The entire upper surface of the disc is densely covered by small dermal denticles that are heart or oval-shaped around the "shoulders" and become tiny and granular towards the disc margins; there are also around 5 relatively large denticles at the center of the disc. The tail is roughened by denticles above and below, with the largest positioned in a midline row before the spine. The dorsal coloration is a uniform light brown to gray-brown, darkening to blackish past the tail spine. The underside of the disc and tail is white, with dark brown bands around the fin margins; the inner margin of the band is irregular, breaking up into small blotches that reach the belly. This species attains a disc width of 1.24 m, but most do not exceed 1 m across. The freshwater whipray is close in appearance to the much larger giant freshwater stingray, but has a shorter, more obtuse snout and narrower dark ventral bands. The two species also differ in several morphometric and meristic characters.

==Biology and ecology==
Little is known of the freshwater whipray's natural history. It feeds on small fishes and shrimps, and has been observed lunging up riverbanks and taking prey caught in its wash.
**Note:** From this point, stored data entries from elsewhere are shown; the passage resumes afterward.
PR #13, opened 2021-08-31
Initial taker UI+daemon prototype

da-kami:
- taker receives static balance from taker daemon (sse)
- taker receives static CFD offer from the taker daemon (sse)
- taker can post CFD take request to taker daemon
- taker receives CFD list from taker daemon (sse)

Upon posting a CFD to the daemon a CFD will be created in the daemon and pushed into the sse stream.
There is one sse stream with three events (balance, offer, cfds).


da-kami:
The taker is "functional" using static dummy data. We decided to get this work in so we can build on top of it.

daemon/src/routes.rs
```diff
@@ -0,0 +1,134 @@
+use crate::cfd::{static_cfd_offer, Cfd, CfdOffer, CfdState, CfdTakeRequest, Usd};
+
```
thomaseizinger: This newline prevents the formatter from merging all use statements.

daemon/src/main.rs
```diff
@@ -0,0 +1,14 @@
+mod cfd;
```
thomaseizinger: Should this file just live in `bin/taker.rs` perhaps so we can have two different binaries?

dprint.json
```diff
@@ -0,0 +1,23 @@
+{
+  "$schema": "https://dprint.dev/schemas/v0.json",
+  "projectType": "openSource",
+  "incremental": true,
+  "markdown": {
+  },
+  "rustfmt": {
+    "merge_imports": true
```
thomaseizinger: This has been deprecated already, I can recommend you update to the rust plugin `0.4.0`.

Probably best to re-initialize the repo from scratch, as that will pull the latest plugin versions in.

thomaseizinger: It is superseded by `import_granularity`.

frontend/package.json
```diff
@@ -0,0 +1,56 @@
+{
+  "name": "frontend",
```
thomaseizinger, line 2: Isn't this just the taker frontend perhaps?

frontend/src/App.test.tsx
```diff
@@ -0,0 +1,9 @@
+import { render, screen } from "@testing-library/react";
+import React from "react";
+import App from "./App";
+
+test("renders learn react link", () => {
+    render(<App />);
+    const linkElement = screen.getByText(/learn react/i);
+    expect(linkElement).toBeInTheDocument();
+});
```
thomaseizinger: Does this test even pass?

daemon/Cargo.toml
```diff
@@ -0,0 +1,16 @@
+[package]
+name = "daemon"
```
thomaseizinger, line 2: I guess only one daemon means you will be having two binaries within that crate?

daemon/Cargo.toml
```diff
@@ -0,0 +1,16 @@
...
+version = "0.1.0"
+edition = "2018"
+
+[dependencies]
+anyhow = "1"
+bitcoin = { version = "0.27", features = ["use-serde"] }
```
thomaseizinger: Maybe depend on `bdk` right away? That is what we will need eventually.

In `xmr-btc-swap`, it was a pain to try and unify dependencies from all `bitcoin`, `bdk` and `miniscript`. Would be nice to avoid this here.

Also, dependabot has an easier time to update things if you access everything through `bdk`.

thomaseizinger (commented):
Looks good so far.

Don't forget to add a CI config eventually :)

daemon/src/main.rs
da-kami: yes, @klochowicz is working on that. We can also decide to merge at a later point (together with the maker ramp-up), but it keeps growing so I felt why not make a cut here

frontend/package.json
da-kami: yes, but we are not entirely sure how to do the split yet

daemon/Cargo.toml
da-kami: that was the idea so far, yes

daemon/Cargo.toml
da-kami: Ok! Then I'll switch that for a `bdk` dependency and remove `bitcoin`

da-kami:
@thomaseizinger given your comments on the frontend/daemon maker/taker split it's probably better to wait a bit longer with merging this. Hence, converted to Draft :)

Thanks for the review! I'd say we decide tomorrow if we want to add stuff and then merge or just merge as is and add another PR on top :)

dprint.json
da-kami: I pushed a commit that changes that and re-formats - is that good enough? Why do I have to re-initialize the repo?

frontend/src/App.tsx
```diff
@@ -0,0 +1,237 @@
...
+import axios from "axios";
+import React, { useState } from "react";
+import { useAsync } from "react-async";
+import { Link as RouteLink, Route, Switch } from "react-router-dom";
+import { useEventSource, useEventSourceListener } from "react-sse-hooks";
+import "./App.css";
+import CFD from "./components/CFD";
+
+/* TODO: Change from localhost:8000 */
+const BASE_URL = "http://localhost:8000";
```
bonomat: I guess that's what you want to replace with the proxy? 

https://create-react-app.dev/docs/proxying-api-requests-in-development/

frontend/src/App.tsx
```diff
@@ -0,0 +1,237 @@
...
+
+function App() {
+    let source = useEventSource({ source: BASE_URL + "/feed" });
+
+    const cfds = useLatestEvent<Cfd[]>(source, "cfds");
+    const offer = useLatestEvent<Offer>(source, "offer");
+    const balance = useLatestEvent<number>(source, "balance");
+
+    const toast = useToast();
+    let [quantity, setQuantity] = useState<string>("10000");
```
bonomat: I think the type is inferred here and you don't need `<string>`.

daemon/src/cfd.rs
```diff
@@ -0,0 +1,113 @@
...
+
+pub fn static_cfd_offer() -> CfdOffer {
+    CfdOffer {
+        id: Uuid::new_v4(),
+        price: Usd(49_000),
+        min_amount: Usd(1_000),
+        max_amount: Usd(10_000),
+        leverage: Leverage(5),
+        trading_pair: TradingPair::BtcUsd,
+        liquidation_price: Usd(42_000),
```
bonomat: Just so that this is not hit you later on: the `liquidation_price` depends on the taker's input (amount + leverage), e.g. if he wants to buy 1 BTC at $49k with a leverage of 5 the needed collateral will be 0.2BTC and liquidation_price depends on this amount.

frontend/src/App.tsx
da-kami: yes, we already tried but could not getting working properly so just ignored it for now 😬

frontend/src/App.tsx
da-kami: Yeah, initially it was `<string | null>`, but we just set it now so the type is always string and can be inferred.

daemon/src/cfd.rs
da-kami: As far as our formulas in the model go, the liquidation price is purely based on the `leverage` factor (i.e. `x5`) and the initial price (and a maintenance margin that we currently don't depict yet). 
The amount the taker enters is irrelevant as far as I understand our model!

Given, that we have a fixed leverage at the moment the liquidation price is fixed for each offer, because the offer includes price and leverage.

bonomat: The taker can enter an amount between `min_amount` and `max_amount` right? If you look at our spread sheet: that's the quantity the taker wants to buy. That's what the maker (as the lender or the person who wants to go short) then has to come up with. 
This amount + the leverage (`5x`) influences the `liquidation_price`. 

Differently said: 
- the maker has to put up an amount X in BTC which the taker wants to buy (defined in USD aka Z). 
- the taker has to put up an amount Y in BTC which depends on the `X / leverage`
- the `liquidation_price` depends then on the combination of `X` and `Y`, i.e. roughy `(X+Y)*liquidation_price=Z)`

I hope that helps.

bonomat: Don't mind me then :D As discussed via call.

da-kami: Note for completion: the model is currently based the formula described as `isolated margin mode` described [here](
https://help.bybit.com/hc/en-us/articles/360039261334-How-to-calculate-Liquidation-Price-Inverse-Contract-).

daemon/src/routes_taker.rs
```diff
@@ -108,16 +111,52 @@ pub async fn start_http() -> Result<()> {
...
-            loop {
-                let cfd = take_cfd_receiver.recv().await.unwrap();
+            let frame_read = FramedRead::new(read, LengthDelimitedCodec::new());
 
-                // TODO: Communicate with maker to initiate taking CFD...
-                //  How would we achieve long running async stuff in here?
+            let mut messages = frame_read.map(|result| {
+                let message = serde_json::from_slice::<Message>(&result?)?;
+                anyhow::Result::<_>::Ok(message)
+            });
```
thomaseizinger, line 161: If you want to abstract this away, you can create an implementation of `Encoder` and `Decoder` that wraps the `LengthDelimitedCodec` and converts to and from the provided chunks of bytes to messages via `serde_json`.

daemon/src/socket.rs
```diff
@@ -9,8 +11,9 @@ use tokio_util::codec::{FramedWrite, LengthDelimitedCodec};
 #[derive(Debug, Serialize, Deserialize)]
 #[serde(tag = "type", content = "payload")]
 pub enum Message {
-    Ping,
-    Pong,
+    SendCurrentOffer(CfdOffer),
+    TakeOffer(CfdTakeRequest),
+    ConfirmOffer(Cfd),
 }
```
thomaseizinger: Perhaps we can split this enum into two:

```rust
enum MakerToTaker {

}

enum TakerToMaker {

}
```

If you make `spawn_sender` generic over the message, this should work.

frontend/taker.html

There is a male specimen on record that was adolescent at a disc width of 88 cm.

==Human interactions==
The International Union for Conservation of Nature (IUCN) has noted that the prospects for freshwater whiprays in Australia are likely favorable. However, there is concern that the South Alligator River subpopulation in Kakadu National Park may be negatively affected by contaminants from exploratory uranium mines upstream.